(Stored data)
--------
PR #488, opened 2016-01-25
DDF-1825 Adds way to export configs from Admin UI

andrewkfiedler:
- Updated the Gruntfile to run only unit tests when calling the test task.  The other tests have been turned off for so long that they no longer work, and they were more integration tests than unit tests.  As such I've commented them out, so the unit test can at least run.

 - Updated the package.json to add grunt-simple-mocha (for unit tests), requirejs, sinon (for mocking in unit tests), and squirejs (for mocking require dependencies in unit tests), and jsdom (to enabled us to use jQuery in unit tests which allows mocking $.ajax).  These all lay the foundation for our future UI unit testing.

- Updated the pom.xml to remove the —force on the grunt test.  Also added an execution to install the latest node.  We might want to revisit the topic of how to ensure the latest node version is installed.

- Updated style.css to remove the background from the alerts, delegating the background color back to bootstrap.

- Updated Alerts.js to add a default for type (‘danger’).

- Added module/Export.js to the javascript models.  It has only the public API of export, but views can also hook into changes to the model.  The model has: url, path, warnings, errors, inProgress.  I chose to use the inProgress model property over just a callback from export, so if multiple views hook into the model they can all update based on the state of the export operation.  A view can still use the deferred returned from the export method if they so choose.  Also, we decided to use _ as a standard for private methods.  If someone or something outside the model relies on these methods, they do so at their own risk.  We couldn’t find a more appealing way of making things private while also sharing them between the various instantiations of the model.

- Updated ModuleDetail.layout.js to add a region for the export modal, and to hook the ExportModal view up to that region through a click event on the export button.

- Updated common.less to remove some superfluous style given the updates to mixins.less.

- Updated mixins.less to make panels clear floats, and to add a margin to the bottom of all headers (see common.less update).

- Updated alerts.handlebars to infer the type of the alert from the model, and to allow html in the banner message.

- Updated ModuleDetail.layout.handlebars to remove some cruft, and to add the export button as well as the region for the export modal.

- Added unit/Export.js to the tests.  It tests the behavior of the Export modal, particularly the export method (its public API).  Since it doesn’t need a browser to run, it’s super quick.

- Added ExportModal.view.js. It hooks into the Export model, which for now is instantiated within the view.  In the future, this model may live somewhere else.  The hooks of note are updates to the warnings, errors, and inProgress.  The former two update the alerts in the view, while the latter updates the spinner.

[...]

PR #1829, opened 2017-03-29
DDF-2912 Implemented System Administrator Alerts

emmberk:
**NOTE: This implementation will not be pushed to master.** The implementation for 2.11.0 will be completed under [DDF-2878](https://codice.atlassian.net/browse/DDF-2878). This PR is meant to address a security concern and will only be merged in the 2.10.x branch.

#### What does this PR do?
This PR adds alerts to the SA when the audit log fails.

_Summary of changes:_
- Added 2 new modules,`admin-core-alertservice` and `admin-core-alertservice-data`
- Modified the jolokia endpoint (that used to be in the `admin-core-insecuredefaults` but is now in `admin-core-alertservice`) to return all of the alerts, not just the insecure defaults alerts
- Modified the front-end banner code to retrieve multiple alerts from the modified jolokia endpoint and to be able to dismiss alerts
- Added a failover logger called `AdminAlertAppender`

@clockard @mcalcote @brianfelix @vinamartin @ricklarsen @ahoffer
[UI](https://github.com/orgs/codice/teams/ui) @djblue
@andrewkfiedler
@lessarderic

1. Full build.
2. Before enabling the new failover logger:
    - In different browsers, confirm that all alerts appear and behave correctly on the Admin Console.
    - Confirm that audit logging behaves as expected.
    - Confirm that the logviewer at `admin/logviewer/index.html` still works.
    - Using a debugger, manually test adding more alerts (with different levels) to the `AlertServiceBean`. Confirm that the alerts appear and behave correctly on the Admin Console. Test viewing the details of and dismissing alerts.
    - Test that changes to [ExportModal.view.js](https://github.com/codice/ddf/blob/master/platform/admin/ui/src/main/webapp/js/views/module/ExportModal.view.js) did not cause regression with the `Export Configuration` banners (see https://github.com/codice/ddf/pull/488).
      image
3. Now test the new failover logger with a new distribution:
    - Follow the [Enabling Fallback Audit Logging section in the documentation](https://github.com/codice/ddf/blob/master/distribution/docs/src/main/resources/_contents/_securing/auditing-contents.adoc) to configure the system to use the fallback log and appender.
    - Confirm that audit logging behaves as expected.
    - Confirm that the logviewer at `admin/logviewer/index.html` works.
    - One was to manually test the logic in the `AdminAlertAppender` is to modify [log4j2.config.xml](https://github.com/codice/ddf/blob/master/distribution/ddf-common/src/main/resources/etc/log4j2.config.xml) to use the `osgi-adminAlertAppender` as an actual logger, not a failover logger. Confirm that only one logging failed banner appears on the Admin Console. (Move line 79 `<AppenderRef ref="osgi-adminAlertAppender"/>` to after line 98.)

[DDF-2912](https://codice.atlassian.net/browse/DDF-2912)
banners
#### Checklist:
- [ ] Documentation Updated
- [ ] Change Log Updated
- [ ] Update / Add Unit Tests


platform/admin/core/admin-core-alertservice-data/pom.xml
```diff
@@ -0,0 +1,92 @@
...
+                                    <limits>
+                                        <limit>
+                                            <counter>INSTRUCTION</counter>
+                                            <value>COVEREDRATIO</value>
+                                            <minimum>0.96</minimum>
+                                        </limit>
+                                        <limit>
+                                            <counter>BRANCH</counter>
+                                            <value>COVEREDRATIO</value>
+                                            <minimum>1.00</minimum>
```
stustison: Give some buffer space. Things set to the maximum amount will generally fail to build on other platforms, such as Windows. Allow at least 3%

platform/admin/core/admin-core-alertservice/src/main/java/org/codice/ddf/admin/core/alert/service/internal/AlertServiceBean.java
```diff
@@ -0,0 +1,148 @@
...
+        this.mBeanServer = mBeanServer;
+    }
+
+    public void init() {
+        try {
+            objectName = new ObjectName(
+                    AlertServiceBean.class.getName() + ":service=alert-service");
+            mBeanServer.registerMBean(this, objectName);
+        } catch (Exception e) {
+            LOGGER.error("Could not register AlertServiceMBean.", e);
```
stustison: Anything at warn or above should include steps that an admin can take to resolve the situation or if there isn't anything they can do to resolve it, they should be informed of the consequences.

emmberk: Updated mbean registration to follow pattern in [ResourceDownload](https://github.com/codice/ddf/blob/master/catalog/core/catalog-core-standardframework/src/main/java/org/codice/ddf/catalog/resource/download/impl/ResourceDownload.java) where logging statements are `debug`.

distribution/ddf-common/src/main/resources/etc/org.ops4j.pax.logging.cfg
```diff
@@ -28,7 +28,7 @@
 # org.ops4j.pax.logging.log4j2.config.file = ${karaf.etc}/log4j2.config.xml
 
 # Root logger
-log4j.rootLogger=INFO, out, osgi:*
+log4j.rootLogger=INFO, out, osgi:VmLogAppender, osgi:org.codice.ddf.platform.logging.LoggingService
```
emmberk: This change to specify exactly what osgi loggers should receive audit messages was necessary because the new `AdminAlertAppender` was included in `osgi:*`.

platform/admin/core/admin-core-insecuredefaults/pom.xml
```diff
@@ -22,39 +22,8 @@
     <artifactId>admin-core-insecuredefaults</artifactId>
     <name>DDF :: Admin :: Core :: Insecure Defaults</name>
     <description>Verifies insecure default configurations have been changed.</description>
-    <packaging>bundle</packaging>
```
emmberk: Because the `InsecureDefaultsService` is now instantiated in the `AlertServiceBean` this module no longer needs to be a bundle. It is now embedded in `admin-core-alert-service`.

platform/admin/core/admin-core-insecuredefaults/src/main/java/org/codice/ddf/admin/insecure/defaults/service/InsecureDefaultsService.java
```diff
@@ -13,26 +13,20 @@
...
-import javax.management.MalformedObjectNameException;
-import javax.management.NotCompliantMBeanException;
-import javax.management.ObjectName;
+import javax.annotation.Nonnull;
 
 import org.codice.ddf.configuration.AbsolutePathResolver;
 import org.slf4j.Logger;
 import org.slf4j.LoggerFactory;
 
-public class InsecureDefaultsServiceBean implements InsecureDefaultsServiceBeanMBean {
```
emmberk: The mbean registration in this class was removed and is now part of `AlertServiceBean` instead.

platform/admin/core/admin-core-insecuredefaults/src/main/java/org/codice/ddf/admin/insecure/defaults/service/InsecureDefaultsServiceBeanMBean.java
--------
▶ [WORK TASK]:
Each line of the data above containing the string "minimum" is to be copied.

▶ [SOLUTION TO THIS TASK]:
+                                            <minimum>0.96</minimum>
+                                            <minimum>1.00</minimum>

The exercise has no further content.